- Required action
Every line from the top of the material through the line holding "- using a series" should be copied exactly, and only those lines.

- Records to process
BEGIN

PR #1785, opened 2026-06-01
Add user agent and creator retrieval for item versions

ml-evs:
This pull request enhances item versioning by:

- using a series of different user-agents to decide whether a save was manual or "agent" scripted (e.g., python-api, beholder, cheminventory-sync)
- lookup user IDs on version retrieval so they can be rendered in the UI alongside the associated changes

Closes #1783 and partially #1784 (still needs to the UI)

PR #1806, opened 2026-06-02
Expose KNOWN_USER_AGENTS

be-smith:
Exposes KNOWN_USER_AGENTS at the info level so clients (e.g datalab-api) can validate themselves against it.

Builds on #1785, and ensures future external use cases can have their agent stored in the item_version info


ml-evs (commented):
Don't think we need this atm, but can document the feature better in the future at least

PR #1813, opened 2026-06-05
Da/auth corecting bugs 

DianaAliabieva:
Hello! There were some problems about auth. 

example while connecting to git: 
{
  "message": "KeyError (\u003CIdentityType.GOOGLE: 'google'\u003E,)",
  "status": "error",
  "title": "Internal Server Error"
}

the main problem was in main.py, because of the button. So the solution was to add a value while trying to connect to any type of auth. 

I am not at all sure that everything is fully solved. I have done a lot of tests, looks like everything is working with any tipe of auth, but maybe there can be something else that I skipped. 

Let me know if there is a job to be done

### DIFF
--- a/docker-compose.prod.yml
+++ b/docker-compose.prod.yml
@@ -1,0 +1,62 @@
+name: datalab
+services:
+  app:
+    profiles: ["prod"]
+    build:
+      context: .
+      dockerfile: .docker/app/Dockerfile
+    volumes:
+      - ./logs:/logs
+    restart: unless-stopped
+    environment:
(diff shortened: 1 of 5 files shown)


ml-evs (commented):
Thanks for this @DianaAliabieva, as I messaged this bug was fixed in #1811 but thanks for doing the same. I don't think I want to add tests for this landing page, as really it should just be removed (and I'll do this at some point myself). 

I assume the other changes in this PR are accidental/unnecessary at the moment?

PR #1823, opened 2026-06-09
Da/graph blocks

DianaAliabieva:
Hello!

This Pull request is about:
There is a new block "Sample block" (represents a graph of blocks that were done with any Sample)
Sorted by default from the Latest one. 
Each graph block is clickable (moving to a block that was created)
There is a system of filtration, navigation system and pagination (10/20/50 graphs with a scrolling bar)
Each graph has a short type name of block, time when it was created and date and it has a "hover" that shows a full name of block, and some more information. In the future the plan is to upgrade it and to add more details. 

In backend The new field "created at" was added. 

 
photo_1_2026-06-09_15-55-22
photo_2_2026-06-09_15-55-22
photo_3_2026-06-09_15-55-22
photo_4_2026-06-09_15-55-22
photo_5_2026-06-09_15-55-22
photo_6_2026-06-09_15-55-22

Don't hesitate to add ideas, to modify or give propositions of what else could be done!

### DIFF
--- a/webapp/src/components/SampleInformation.vue
+++ b/webapp/src/components/SampleInformation.vue
@@ -63,6 +63,10 @@
 
     <TableOfContents :item_id="item_id" :information-sections="tableOfContentsSections" />
     <SynthesisInformation class="mt-3" :item_id="item_id" />
+
+    <div id="sample-stages" class="mt-3">
+      <SampleStagesTimeline :stages="sampleStages" @stage-click="scrollToBlock" />
+    </div>
   </div>
 </template>
 
@@ -78,6 +82,7 @@ import SynthesisInformation from "@/components/SynthesisInformation";
 import SubstanceInformation from "@/components/SubstanceInformation";
 import TableOfContents from "@/components/TableOfContents";
 import ItemRelationshipVisualization from "@/components/ItemRelationshipVisualization";
+import SampleStagesTimeline from "@/components/SampleStagesTimeline";
 
 export default {
   components: {
@@ -86,6 +91,7 @@ export default {
     SubstanceInformation,
     TableOfContents,
     ItemRelationshipVisualization,
+    SampleStagesTimeline,
     FormattedRefcode,
     ToggleableCollectionFormGroup,
     ToggleableCreatorsFormGroup,
@@ -106,6 +112,7 @@ export default {
         { title: "Sample Information", targetID: "sample-information" },
         { title: "Substance Information", targetID: "substance-information" },
         { title: "Synthesis Information", targetID: "synthesis-information" },
+        { title: "Sample Stages", targetID: "sample-stages" },
       ],
     };
   },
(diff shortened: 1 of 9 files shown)


webapp/src/components/SampleInformation.vue
```diff
@@ -128,6 +135,65 @@ export default {
     possibleItemStatuses() {
       return this.schema?.attributes?.schema?.definitions?.ItemStatus?.enum;
     },
+    sampleStages() {
```
jdbocarsly, line 138: It would be good if this logic could live inside the SampleStagesTimeline.vue component (or in its own utility file). The `SampleInformation` component is for fields and logic that is specific to Samples (compared to Cells, StartingMaterials, etc.). This could be useful for all item types, so I don't think it should be specific to Samples.

webapp/src/components/SampleInformation.vue
```diff
@@ -106,6 +112,7 @@ export default {
         { title: "Sample Information", targetID: "sample-information" },
         { title: "Substance Information", targetID: "substance-information" },
         { title: "Synthesis Information", targetID: "synthesis-information" },
+        { title: "Sample Stages", targetID: "sample-stages" },
```
jdbocarsly, line 115: Again, I don't think this component would be specific to `Samples`, so I would call it something like `Block history` or `Item History`.

webapp/src/components/SampleStagesTimeline.vue
```diff
@@ -0,0 +1,1329 @@
...
+import AngleDoubleLeftIcon from "@primevue/icons/angledoubleleft";
+import AngleDoubleRightIcon from "@primevue/icons/angledoubleright";
+import ArrowDownIcon from "@primevue/icons/arrowdown";
+import ArrowRightIcon from "@primevue/icons/angleright";
+import DatePicker from "primevue/datepicker";
+import ChevronLeftIcon from "@primevue/icons/chevronleft";
+import ChevronRightIcon from "@primevue/icons/chevronright";
+import FilterIcon from "@primevue/icons/filter";
+import Select from "primevue/select";
+import "primeicons/primeicons.css";
```
jdbocarsly, line 268: The styling of this component is nice, but somewhat inconsistent with the style choices datalab overall. For better or for worse, datalab has been built with consistent styling using:

-  native HTML inputs wherever possible
- styled with Bootstrap for CSS
-  fontawesome for icons
- vue-select for multiselects
-  a variety of lightweight custom components we've written over the years

`Primevue` was added as dependency because we use their datatable, but for consistency with the design of the rest of the app, we should avoid using primevue components for things like icons, datepickers, buttons, inputs, etc. to avoid clashing with the existing datalab design. (even though there are some places where inconsistent styling and use of primevue components has definitely already crept in!)

Overall, I would recommend trying to match the style of the EditPage by using bootstrap classes as much as possible. This generally means less custom CSS is needed, and buttons, selects, colors, etc. are consistent across the app.

jdbocarsly (commented):
Neat feature! I will leave some general design comments while Matt is away. When he's back, I'm sure he'll be able to advise on implementation details and how to best integrate this with the overall app.

I have left some comments specific to the Vue code and design below. Additionally, I think the `SampleStagesTimeline.vue` file is a bit long for a single component. It would benefit from being broken up into a few modular components and/or js files that make it easier to read and maintain. A lot of the length is also from the CSS, which I believe could be reduced by using standard bootstrap classes where possible (see comment below)

PR #1829, opened 2026-06-11
Fix bug where only admins could be set as managers

### LINKED ISSUE #1816: Admin panel: Only admins can be selected as managers
Previously, any user could be selected in the manager Multiselect for each user. Now, it seems that only admins can be selected. Previously assigned managers are still working (I believe), but new ones can't be assigned. 

For context, we use this a lot for lab members who are supervising interns, etc.

jdbocarsly:
At some point, the admin panel started only letting admins be set as user managers. The issue seems to be some code that checks if the user is an admin OR already a manager before letting them be set as a manager. This PR removes that, and also fixed a spacing issue in the vSelect.

closes #1816


ml-evs (approved):
LGTM!

PR #1830, opened 2026-06-12
remove 'only' from SampleTable e2e tests, ensuring all tests run

jdbocarsly:
The SampleTablePage tests had one of the tests marked with cypress's `.only`, so only that test ran. 

This PR turns on all the tests, causing the test to fail due to numerous parts of the test that were quite out of date. Minimal fixes are made.


ml-evs (approved):
Thanks for spotting and fixing this!

PR #1831, opened 2026-06-12
Styling for readonly pages

### LINKED ISSUE #1826: UX with read-only permissions is poor
Currently, when one is given a read-only permission to a sample (e.g. via group directly or via collection), the UX is quite poor as the following widgets are editable:

- `creators` / `shared with groups` fields
- main `description` field
- `description` field on any existing block

Of course, when one tries to save the changes, this fails. But it might be better if the widgets were not editable in the first place.

(Note that trying to add a new block with read-only permissions fails immediately.)

jdbocarsly:
This in-progress PR creates consistent readonly styling across item views. 

Todo: 

- [x] Give each ItemInformation component an `isEditable` prop
- [x] Convert simple inputs to StyledInputs that can be set to `readonly` if the item is not editable
- [x] Give chemforminputs a readonly mode
- [x] give SubstanceInformation a readonly mode
- [x] give tiptap a readonly mode
- [ ] give the toggleable fields (collections, creators etc.) readonly modes
- [x] give the synthesis/construction information components readonly modes
- [ ] Figure out how to make blocks readonly neatly
- [ ] Use user permissions to decide whether to render the editable or readonly page for each time

Closes #1826

### DIFF
--- a/webapp/src/components/CellInformation.vue
+++ b/webapp/src/components/CellInformation.vue
@@ -84,7 +84,7 @@
           </div>
           <div class="form-group col-lg-4 col-md-4 pr-3">
             <label for="cell-chemform">Active formula</label>
-            <ChemFormulaInput id="cell-chemform" v-model="ChemForm" />
+            <ChemFormulaInput id="cell-chemform" v-model="ChemForm" :readonly="!isEditable" />
           </div>
           <div class="form-group col-lg-3 col-md-4">
             <label for="cell-characteristic-molar-mass">Molar mass</label>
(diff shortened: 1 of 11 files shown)


davidwaroquiers:
Hi @jdbocarsly 


Thanks for this PR, it would definitely be much better in terms of UI as currently it "feels" like you can edit your read only views (at least part of it). Is there anything blocking at this stage for this ? I've asked @DianaAliabieva to review this to have some feedback when she has time (she's busy on a few other things right now but she will probably have finished by end of this week).


Best,

DianaAliabieva:
Hello @jdbocarsly ! I have sent you a message in slack to clarify some things! Have a nice day!

PR #1820, opened 2026-06-07
Update to Pydantic v2

ml-evs:
Supersedes #1415... after many attempts, we are finally there. This PR updates pydantic to v2, starting from cherry-picking various commits from #1415, then adding fixes as I went. 

I still want to tidy up the commit narrative a little, but perhaps @be-smith you could review this heuristically (i.e., install the app, try break it) as likely there are some extra snagging points. e.g., not sure if we still need to apply [28d35ea](https://github.com/datalab-org/datalab/pull/1415/commits/28d35eac3147925493f7b4d66c9a8bfe5e5d7f58).

Main awkward changes that remain after doing `uvx bump-pydantic`:

- reworking all model validators to new format
- `x: int | None` used to imply a default value of `None` in pydantic 1, but no more...
- pydantic 2 is stricter around model loading and circular imports
- aliases work differently, and we were being quite haphazard in our application of them

Likely we'll want some follow up PRs that refine some of this, but I'm happy that I didn't have to update the tests very much at all beyond the simple `.dict() -> .model_dump_json()` and related changes. We could even ignore these for now by ignoring the warning and using the backward-compat version, which might make this PR clearer.

Copilot's full description:

# Generated summary

This pull request modernizes the codebase to fully support Pydantic v2 and its new companion library `pydantic-settings`. It updates dependencies, refactors model usage to leverage new Pydantic v2 APIs, and adapts schema and config handling accordingly. Additionally, it improves plugin compatibility by gracefully handling deprecation warnings from legacy plugins.

**Pydantic v2 Migration and Model Refactoring:**

* Updated dependencies to require `pydantic >=2.11,<3.0` and added `pydantic-settings` and `python-dotenv` for configuration management. Removed the block on `pydantic` v2 in Dependabot config. (`pydatalab/pyproject.toml`, `.github/dependabot.yml`, `.pre-commit-config.yaml`) [[1]](diffhunk://#diff-61345f47f81a84864b64b56b273c3c38951eec67b57ff56ee7c3634efd8b23dfL24-R26) [[2]](diffhunk://#diff-dd4fbda47e51f1e35defb9275a9cd9c212ecde0b870cba89ddaaae65c5f3cd28L28-L29) [[3]](diffhunk://#diff-63a9c44a44acf85fea213a857769990937107cf072831e1a26808cfde9d096b9L70-R70)
[...]

PR #1832, opened 2026-06-12
Fix status dropdown broken by Pydantic v2 schema migration

jbouquiaux:
Pydantic v2's model_json_schema() uses "$defs" instead of "definitions" (Pydantic v1). Update the four item-information components to use the correct key so possibleItemStatuses is no longer undefined.


ml-evs:
merged into #1820

PR #1620, opened 2025-07-18
Feat(jssg): better validation

AugustinMauroy:
## Description

It's reduce the amount of possible bug 

- validate js entry point if they exist
- clean serval thing


crates/core/src/utils.rs
```diff
@@ -1,14 +1,20 @@
+use anyhow::{Context, Result};
```
mohebifar, line 1: We use anyhow in CLI only. In CLI, we use anyhow for ergonomic error propagation and user-facing reports.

END

- Solution to this exercise
PR #1785, opened 2026-06-01
Add user agent and creator retrieval for item versions

ml-evs:
This pull request enhances item versioning by:

- using a series of different user-agents to decide whether a save was manual or "agent" scripted (e.g., python-api, beholder, cheminventory-sync)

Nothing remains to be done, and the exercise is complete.